Someone I know in my personal life is sweet and loving and totally capable. But when she emails, she is nothing short of rude. Her emails sound like she is barking out orders: Tell this person this and Do this and Remember this. There is never a please or a reason (though I admit to always knowing the reason the directive is being given).

Given what I do – help people communicate more persuasively and influentially – you’d think I would have sat down with her and gently explained how poorly she represents herself to others in the email she writes.

If it hadn’t been for my mother, I definitely would have had that talk. But when I was a senior in college (and knew everything), I sent my mother back a letter she had written to me. An intelligent woman (who, with my dad, paid for my entire college education!) but for some reason, she never capitalized the days of the week. I had put up with this for 4 years of college (life is tough!) and had had enough. So, about to graduate with a degree in English and Education, I circled all the days of the week in this particular letter, in red, and sent her letter back with one of my own. In the return mail, came a succinct message from my mother: “Dear Sue, If you ever correct anything I write again, daddy and I stop paying.”

So you can see why I’m pretty gun shy about talking with this person who lives in another state and whose emails drive me nuts.

But I am telling you (and hopeful she reads this too!) because so often we don’t even realize the negative impression we make on people. I absolutely know this person would never be rude yet every time I open an email, I bristle! I work hard to give her the benefit of doubt and have to admit to stooping to a low place and sometimes responding in kind (by simply answering: Fine.). Be certain your emails extend your reputation, invite your recipients to buy into your ideas and create a sense of likeability.

Here is a brief start. Please post your suggestions to this list to ensure email recipients understand our intent as well as our content.

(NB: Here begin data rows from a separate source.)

PR #1597, opened 2024-02-02
refactor: replace `punycode` with `node:url`

MichaelSun90:
Seems that native node:url supports the same functionality that tedious required. Replace punnyCode side function with url.domainToASCII.

### DIFF
--- a/package-lock.json
+++ b/package-lock.json
@@ -11612,6 +11612,14 @@
       "resolved": "https://registry.npmjs.org/psl/-/psl-1.8.0.tgz",
       "integrity": "sha512-RIdOzyoavK+hA18OGGWDqUTsCLhtA7IcZ/6NCs4fFJaHBDab+pDDmDIByWFRQJq2Cd7r1OoQxBGKOaztq+hjIQ=="
     },
+    "node_modules/punycode": {
+      "version": "2.3.1",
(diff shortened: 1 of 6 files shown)


arthurschreiber:
Can you update the PR to also drop the dependency on the punycode module? 🙇‍♂️

WikiRik:
Hi there! Coming over here from sequelize, a database ORM which is using this package as the adapter for mssql.
This PR broke one of our tests. We were using 'http://wowow.example' as the host, which punycode kept intact (since there all characters were already ASCII). Node however returned an empty string since it is not a valid domain (due to the usage of 'http://'). Luckily that's an easy fix for us, but others might stumble over that. 

We did also get this DeprecationWarning from Node with that, because the hostname that it tried to lookup was empty. It might be nice to catch that in advance and throw an error that the host given is not a valid domain.
https://github.com/tediousjs/tedious/blob/ddfa397bf8ed4a4d2ded46d98c4a7bed2e37dd72/src/connector.ts#L170

MichaelSun90:
Hi @WikiRik , Thanks for sharing your feedback. For the DeprecationWarning, I did a bit investigation. Seems this is returned by the lookup function relate to this: [DEP0118: dns.lookup() support for a falsy host name](https://nodejs.org/api/deprecations.html#DEP0118). The description mentions this will become an error in the future. We will discuses this, make sure proper error is thrown and see if we need to do any additional handling on this.

PR #1598, opened 2024-02-06
chore!: drop node 16 and 19 support

MichaelSun90:
BREAKING CHANGE: Node.js 16.x and 19.x are no longer supported by `tedious`.

### DIFF
--- a/.github/workflows/nodejs.yml
+++ b/.github/workflows/nodejs.yml
@@ -19,10 +19,10 @@ jobs:
     - uses: actions/checkout@v3
       with:
         fetch-depth: 0
-    - name: Use Node.js 16
+    - name: Use Node.js 18
       uses: actions/setup-node@v3
       with:
-        node-version: 16
+        node-version: 18
 
     - name: Determine npm cache directory
       id: npm-cache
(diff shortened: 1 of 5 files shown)


.github/workflows/nodejs.yml
```diff
@@ -46,7 +46,7 @@ jobs:
 
     strategy:
       matrix:
-        node-version: [16.x, 18.x, 19.x]
+        node-version: [18.x, 19.x, 20.x, 21.x]
```
mShan0, line 49: We can drop 19 support since it is no longer supported.

appveyor.yml
```diff
@@ -2,7 +2,6 @@ version: "{build}"
 
 environment:
   matrix:
-    - nodejs_version: "16"
     - nodejs_version: "18"
     - nodejs_version: "19"
```
mShan0, line 6: We can drop 19 support since it is no longer supported. Should we add 20 and 21 here?

arthurschreiber: Yes, let's drop support for 19 and add 20 and 21.

MichaelSun90: Just push a commit for adding 20, 21 and remove 19 👍 @arthurschreiber , the CI still expecting check for node 16 and 19, is this configurable from one of the yml files or it is a ci setting? 🤔

PR #1608, opened 2024-02-28
fix: error handling for domainToASCII

MichaelSun90:
switch from punyCode to node:url  introduce a behavior difference: https://github.com/tediousjs/tedious/pull/1597#issuecomment-1953027053

This fix the behavior.


MichaelSun90:
Hi @arthurschreiber, last time when we check this PR, you mentioned that description for this PR mentioned a test but it is missing from the changed files. I have went over the past commits, and I think we decided to remove the test since it seems the test is not needed. If you can give this PR a other look when you got time, see if we can merge this.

1.Start with a salutation.
Hi Name, Good morning Name, even “Hey Name” when you know each other. But, please start friendly to set friendly tone.

2. Please is a good word to use and softens any directive.

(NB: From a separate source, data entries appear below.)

PR #1609, opened 2024-03-01
feat(types): export `ConnectionConfiguration` type

WikiRik:
Thanks for adding first-party typings! I've noticed that ConnectionConfiguration wasn't exported, while we are using that for sequelize here; https://github.com/sequelize/sequelize/blob/main/packages/core/src/dialects/mssql/connection-manager.ts (@types/tedious calls it ConnectionConfig but the object is basically the same as ConnectionConfiguration)

I went ahead and just exported the type here, but I'm open to hear if you have other suggestions on what type to use.

### DIFF
--- a/src/tedious.ts
+++ b/src/tedious.ts
@@ -20,7 +20,6 @@ export function connect(config: ConnectionConfiguration, connectListener?: (err?
 export {
   BulkLoad,
   Connection,
-  ConnectionConfiguration,
   Request,
   library,
   ConnectionError,
@@ -28,4 +27,8 @@ export {
   TYPES,
   ISOLATION_LEVEL,
   TDS_VERSION
+};
+
+export type {
+  ConnectionConfiguration
 };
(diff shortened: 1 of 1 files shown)


arthurschreiber:
Cool, looks good to me! Will get it merged once I'm close to a computer.

WikiRik:
I should have ran tests locally first, but exporting the type should also work. Let's hope CI is green now, otherwise I will run stuff locally

WikiRik:
CI is mostly green, just codecov is more limited. Feel free to let me know if you want me to add a test (and mention where)

arthurschreiber:
> CI is mostly green, just codecov is mentioning that coverage has gone down. Feel free to let me know if you want me to add a test (and mention where)

Coverage is very finicky - in this case we're adding a line of code that can't really be tested in any sensible way (remember type definitions are completely stripped at runtime which is when coverage is collected).

Coverage going down is not a problem. Thank you for preparing the change (and fixing the typo in the title lol 🤣).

3. Being brief is a worthy goal; being blunt, not so much. Instead of just “yes” or “here it is” or “Will do” (all positive words), make it even more helpful to the reader by adding a bit of friendliness, perhaps:
Thanks for asking! You can count on it by Friday. Or:
Happy to help! You’ll have it before you leave.

4. End with a friendly close.
Try: All the best, Wishing you all the best, Warm regards, Warmest regards. Let your recipient how warmly you feel about them.

5. Stay away from text talk.
If it’s an email, spell out the words.

What else should we add to this list?